» **Dataset entries**
--------------------------------------------------

PR #4155, opened 2022-09-04
Rewrite ForceUnwrappingRule using SwiftSyntax

### LINKED ISSUE #2915: force_unwrapping is not fired for trailing closures syntax
### New Issue Checklist

### Describe the bug

`force_unwrapping` is not fired for trailing closures syntax
```swift
let value = [1, 3, 5, 6].first { $0.isMultiple(of: 2) }!
```

Same case but with parentheses around works fine
```swift
let value = [1, 3, 5, 6].first({ $0.isMultiple(of: 2) })!
```

E.g. for this case `superfluous_disable_command` rule is fired
```swift
let value = [1, 3, 5, 6].first { $0.isMultiple(of: 2) }! // swiftlint:disable:this force_unwrapping
```

```bash
$ swiftlint lint

Superfluous Disable Command Violation: SwiftLint rule 'force_unwrapping' did not trigger a violation in the disabled region. Please remove the disable command. (superfluous_disable_command)
```

### Environment

0.35.0
CocoaPods
```yml
opt_in_rules:
  - force_unwrapping
```

no
Version 11.1 (11A1027)
* Do you have a sample that shows the issue? Run `echo "let value = [1, 3, 5, 6].first { $0.isMultiple(of: 2) }!" | swiftlint lint --no-cache --use-stdin --enable-all-rules`

```swift
// This triggers a violation:
let value = [1, 3, 5, 6].first { $0.isMultiple(of: 2) }!
```

marcelofabri:
Fixes #2915

### DIFF
--- a/Source/SwiftLintFramework/Models/Location.swift
+++ b/Source/SwiftLintFramework/Models/Location.swift
@@ -60,9 +60,9 @@ public struct Location: CustomStringConvertible, Comparable, Codable {
     /// - parameter position: The absolute position returned from SwiftSyntax.
     public init(file: SwiftLintFile, position: AbsolutePosition) {
         self.file = file.path
-        if let sourceLocation = file.locationConverter?.location(for: position) {
-            line = sourceLocation.line
-            character = sourceLocation.column
+        if let lineAndCharacter = file.stringView.lineAndCharacter(forByteOffset: ByteCount(position.utf8Offset)) {
+            line = lineAndCharacter.line
+            character = lineAndCharacter.character
         } else {
             line = nil
             character = nil
--- a/Source/SwiftLintFramework/Rules/Idiomatic/ForceUnwrappingRule.swift
+++ b/Source/SwiftLintFramework/Rules/Idiomatic/ForceUnwrappingRule.swift
@@ -54,6 +54,7 @@ public struct ForceUnwrappingRule: OptInRule, SwiftSyntaxRule, ConfigurationProv
             Example("dict[\"abc\"]↓!.bar(\"B\")"),
             Example("if dict[\"a\"]↓!↓!↓!↓! {}"),
             Example("var foo: [Bool]! = dict[\"abc\"]↓!"),
+            Example("realm.objects(SwiftUTF8Object.self).filter(\"%K == %@\", \"柱нǢкƱаم👍\", utf8TestString).first↓!"),
             Example("""
             context("abc") {
               var foo: [Bool]! = dict["abc"]↓!
--- a/Source/SwiftLintFramework/Rules/Idiomatic/ForceUnwrappingRule.swift
+++ b/Source/SwiftLintFramework/Rules/Idiomatic/ForceUnwrappingRule.swift
@@ -61,7 +61,9 @@ public struct ForceUnwrappingRule: OptInRule, SwiftSyntaxRule, ConfigurationProv
             }
             """),
             Example("open var computed: String { return foo.bar↓! }"),
-            Example("return self↓!")
+            Example("return self↓!"),
+            Example("[1, 3, 5, 6].first { $0.isMultiple(of: 2) }↓!"),
+            Example("map[\"a\"]↓!↓!")
         ]
     )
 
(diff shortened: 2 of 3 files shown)


Source/SwiftLintFramework/Models/Location.swift
```diff
@@ -60,9 +60,9 @@ public struct Location: CustomStringConvertible, Comparable, Codable {
     /// - parameter position: The absolute position returned from SwiftSyntax.
     public init(file: SwiftLintFile, position: AbsolutePosition) {
         self.file = file.path
-        if let sourceLocation = file.locationConverter?.location(for: position) {
-            line = sourceLocation.line
-            character = sourceLocation.column
+        if let lineAndCharacter = file.stringView.lineAndCharacter(forByteOffset: ByteCount(position.utf8Offset)) {
```
jpsim, line 63: @marcelofabri why this change? Did you benchmark it as being faster?

jpsim: And why not delegate to this init? https://github.com/realm/SwiftLint/blob/79347a17286476509ff79cf92f959e42597d4b56/Source/SwiftLintFramework/Models/Location.swift#L45

marcelofabri: I didn’t benchmark it, but the existing code was giving wrong column numbers for lines with UTF-8 characters. The added example was one case.

marcelofabri: (I should’ve delegated it to the other init though)

Source/SwiftLintFramework/Rules/Idiomatic/ForceUnwrappingRule.swift
```diff
@@ -39,151 +38,44 @@ public struct ForceUnwrappingRule: OptInRule, ConfigurationProviderRule {
...
-            return false
-        }
+private final class ForceUnwrappingVisitor: SyntaxVisitor, ViolationsSyntaxVisitor {
+    private(set) var violationPositions: [AbsolutePosition] = []
 
-        // range is type annotation of declaration
-        return true
+    override func visitPost(_ node: ForcedValueExprSyntax) {
+        violationPositions.append(node.exclamationMark.positionAfterSkippingLeadingTrivia)
     }
```
jpsim, line 80: chefs kiss gif

Source/SwiftLintFramework/Models/Location.swift
jpsim: Giving our caching of `StringView`s, it may actually be faster and more accurate than SwiftSyntax.

I'd encourage you to benchmark it in SwiftLint and to file a bug report towards SwiftSyntax if there's a correctness bug.

jpsim: > (I should’ve delegated it to the other init though)

Good opportunity for a follow-up PR 😄

marcelofabri: I’ll make that change and open an issue with SwiftSyntax later today 🙏

Source/SwiftLintFramework/Rules/Idiomatic/ForceUnwrappingRule.swift
SimplyDanny: Same reaction ... 😂

Source/SwiftLintFramework/Models/Location.swift
marcelofabri: I think we were using this wrong. From `SourceLocation`:

```
/// The UTF-8 byte offset from the beginning of the line where this location
  /// resides. 1-based.
  public var column: Int? {
    return compLoc?.column
  }
```

As far as I can tell, we expect `Location`'s `character` to be a UTF-16 offset, so this would explain the behavior I was seeing. Does this make sense?

jpsim: Hmmm, I expect it to be the logical character offset on the line so that Xcode renders it at the correct location.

--------------------------------------------------

» **What you will do**
Which lines above hold the string "violationPositions"? Copy each of them.

» **Problem solution**
+    private(set) var violationPositions: [AbsolutePosition] = []
+        violationPositions.append(node.exclamationMark.positionAfterSkippingLeadingTrivia)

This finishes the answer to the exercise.